Until then I hope some changes to the voting system will be implemented.


----------



## beclija

Hi marxt,

you do know that even in a proportional system, a lot of people vote by tradition and nothing else?

I guess if people would have actually checked the parties' programs against their stances, the conservatives ("Volkspartei") would have remained well below 20% instead of the 34% they collected. I personally know people who voted for them, although there opinions are closer to the communist party (1%) than any other candidate.


----------



## ireney

People have fought for the right to vote. People are punsihed by losing their right to vote. 

Anyone who doesn't exercise it must think about it twice. And if he or she decides not to vote he or she must not grumble about the goverment, the stupidity of his/her fellow citizens of [insert country here], the way democracy doesn't work,etc.


----------



## emma42

May I just point out that we _do_ have to register to vote.  It's not done for us by the government!


----------



## Chaska Ñawi

Canadian politicians have adapted their platform for years according to popular vote.  Every time a smaller party gains ground, the larger party steals parts of its platform.

A vote may not change who's in power, but it can definitely change how that power is exercised.


----------



## quitejaded

Not knowing who to vote for.


----------



## beclija

Well, quitejaded, in my opinion that gives you the right to give an invalid vote, but not to not vote.


----------



## marxt

beclija said:


> Hi marxt,
> 
> you do know that even in a proportional system, a lot of people vote by tradition and nothing else?
> 
> I guess if people would have actually checked the parties' programs against their stances, the conservatives ("Volkspartei") would have remained well below 20% instead of the 34% they collected. I personally know people who voted for them, although there opinions are closer to the communist party (1%) than any other candidate.


Hi beclija,
I guess you're right (unfortunately) that some people will always vote by tradition no matter what the electoral system, but I just think that proportional representation is a vastly better system than the one we currently have here... maybe others will disagree.
By the way, I know what you mean about people not even really voting for what they believe in... the current Labour Party are probably more like a far-right party by the standards of 30 years ago, so I don't understand why people who voted for them back then and still consider themselves "true socialists" vote for them today. It seems bizarre to me.



			
				roxcyn said:
			
		

> I wonder why there is not some type of punishment for not voting. Don't other countries such as Italy, UK and Australia have some type of punishment such as stamping on IDs "Did not vote"


Hi roxcyn,
That's definitely not true in the UK because we don't even have ID cards (yet) .


----------



## cuchuflete

> Reasons *other than laziness* for not voting





quitejaded said:


> Not knowing who to vote for.



In my opinion, if one doesn't know who to vote for, it is usually the result of laziness.  It takes relatively little effort to find out who the candidates are, and to make a choice.  When we have finished citing the myriad exceptions, I think that will still be true of most people who don't know who to vote for—they just didn't make much of an effort to get to a decision, even a not very well educated decision to vote a party line.

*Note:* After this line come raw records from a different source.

PR #1259, opened 2024-04-02
fix: only release the lock after the handler is done

timotheeg:
## Problem

For write routes, the site lock is released too early, which makes the lock useless

This is a sibling PR to https://github.com/isomerpages/isomercms-backend/pull/1256, which introduced the same fix for the rollback routes.

## Solution

Only release the lock AFTER the action for the handler is completed. 

Notes:
1. For this to work (same a rollback routes), there is an assumption that ALL write route handlers are async and resolve when their job is done, but that is NOT enforced from typings. The handler is of type `RequestHandler` which is not specified to return a `Promise`, it returns `void`.
2. The handling of the express flow still looks wrong and should be discussed. When the handler is successful, and the lock fails to release, does it really make sense to call `next(err)`? The query was handled successfully, and failure to release the lock could be retried or just logged (and tracked!)

### DIFF
--- a/src/middleware/routeHandler.ts
+++ b/src/middleware/routeHandler.ts
@@ -108,16 +108,19 @@ export const attachWriteRouteHandlerWrapper: RouteWrapper<{
     return
   }
 
-  Promise.resolve(routeHandler(req, res, next)).catch(async (err: Error) => {
-    await unlock(siteName)
-    next(err)
-  })
-
-  try {
-    await unlock(siteName)
-  } catch (err) {
-    next(err)
-  }
+  Promise.resolve(routeHandler(req, res, next)).then(
+    async () => {
+      try {
+        await unlock(siteName)
+      } catch (err) {
+        next(err)
+      }
+    },
+    async (err) => {
+      await unlock(siteName)
+      next(err)
+    }
+  )
 }
 
 export const attachRollbackRouteHandlerWrapper: RouteWrapper<


src/middleware/routeHandler.ts
```diff
@@ -108,16 +108,19 @@ export const attachWriteRouteHandlerWrapper: RouteWrapper<{
...
-    await unlock(siteName)
-  } catch (err) {
-    next(err)
-  }
+  Promise.resolve(routeHandler(req, res, next)).then(
+    async () => {
+      try {
+        await unlock(siteName)
+      } catch (err) {
+        next(err)
```
timotheeg, line 116: Per PR description: does calling `next(err)` make sense here? The route handling was successful and it may have called `next()` itself.

src/middleware/routeHandler.ts
```diff
@@ -108,16 +108,19 @@ export const attachWriteRouteHandlerWrapper: RouteWrapper<{
...
+      }
+    },
+    async (err) => {
+      await unlock(siteName)
+      next(err)
```
timotheeg, line 121: Same vein as above: comparatively, why is this unlock not in a try..catch? This is the catch handler so the handler failed (and presumably did not call `next()`, so if the lock release also fails, should we not guarantee a call to `next(err)`?

timotheeg (commented):
Adding comments to illustrate the notes.

alexanderleegs (approved):
As discussed offline - will file a ticket to re-look into how we handle our route handler wrappers!

kishore03109 (approved):
>For this to work (same a rollback routes), there is an assumption that ALL write route handlers are async and resolve when their job is done, but that is NOT enforced from typings. The handler is of type RequestHandler which is not specified to return a Promise, it returns void.

hey i dont get this. if we wrap a promise around sync code, this is not a problem at all? we dont need to have the assumption that all the calls are async right?

> The handling of the express flow still looks wrong and should be discussed. When the handler is successful, and the lock fails to release, does it really make sense to call next(err)? The query was handled successfully, and failure to release the lock could be retried or just logged (and tracked!)

i get the concern, but rather than wrapping head around the complexity of this when using sub routers, can we just log something and push to prod line and monitor for two weeks? that way we track this without much eng effort + apply targeted fix.

src/middleware/routeHandler.ts
```diff
@@ -108,16 +108,19 @@ export const attachWriteRouteHandlerWrapper: RouteWrapper<{
     return
   }
 
-  Promise.resolve(routeHandler(req, res, next)).catch(async (err: Error) => {
-    await unlock(siteName)
-    next(err)
```
kishore03109, line 113: could we just log on next? that way we can monitor directly on prod if any of the route handlers call next before we do?

kishore03109 (approved):
am approving this with a nit of adding logging for a quick win

> For this to work (same a rollback routes), there is an assumption that ALL write route handlers are async and resolve when their job is done, but that is NOT enforced from typings. The handler is of type RequestHandler which is not specified to return a Promise, it returns void.

hey i dont get this. if we wrap a promise around sync code, this is not a problem at all? we dont need to have the assumption that all the calls are async right?

> The handling of the express flow still looks wrong and should be discussed. When the handler is successful, and the lock fails to release, does it really make sense to call next(err)? The query was handled successfully, and failure to release the lock could be retried or just logged (and tracked!)

i get the concern, but rather than wrapping head around the complexity of this when using sub routers, can we just log something and push to prod line and monitor for two weeks? that way we track this without much eng effort + apply targeted fix.

timotheeg:
I merged this first since it's a minimalistic fix that is obviously an improvement.

After release, we should both 1) monitor traces and, 2)  inspect the code to verify that the handlers have valid async behaviour.

On 2) It's OK when some work is done fire-and-forget on purpose (e.g. git push), but we should still verify that all routes exhibit their intended async behaviour. There are not that many routes that use the wrappers, so hopefully doing static code analysis on them shouldn't take too long 🤞

```bash 
git grep attachRollbackRouteHandlerWrapper | grep -v spec | wc -l
      54

git grep attachWriteRouteHandlerWrapper | grep -v spec | wc -l
      15 
```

Registration matters are another case of laziness most of the time.  In most of the US, registration is extremely easy, takes just a few minutes, and can, in many states, be done on election day.


----------



## roxcyn

emma42 said:


> May I just point out that we _do_ have to register to vote.  It's not done for us by the government!



OK, I once had a pen pal from UK and she told me that the government registers you to vote and sends you a card that tells you where to vote and all that.  She even sent me her card which I still have.  However, maybe it is not so, and thank you for correcting me.


----------



## emma42

No, we have to fill out an electoral registration form (this is compulsory), then we are sent a polling card (the card which tells you where to vote etc).  We do not then _have _to vote.  Only one electoral registration form has to be filled out per household, so perhaps your friend's parents completed the form and she never actually saw it.


----------



## invictaspirit

I'm always a little befuddled in my thinking on this issue.

In some ways I like the freedom to not vote I am afforded. It can be seen as a protest vote. In Britain, the 'turn-out' (percentage of the total electorate who voted) is at least starting to rise in most elections, but in the past the media make a great deal out of the percentage who did not.

We also currently live in a country (as do some others) where there is little real choice offered. All our mainstream parties are treading over each others toes in what Europeans would recognise as the liberal/christian democrat centre ground and are what Americans would identify as moderates.  There are no George Bushes or Evo Morales here.  This happens to be fine with me, and a lot of other people, but die-hard socialists or non-racist uber-conservative nationalists have very little choice. Why should they vote? Who should they vote for?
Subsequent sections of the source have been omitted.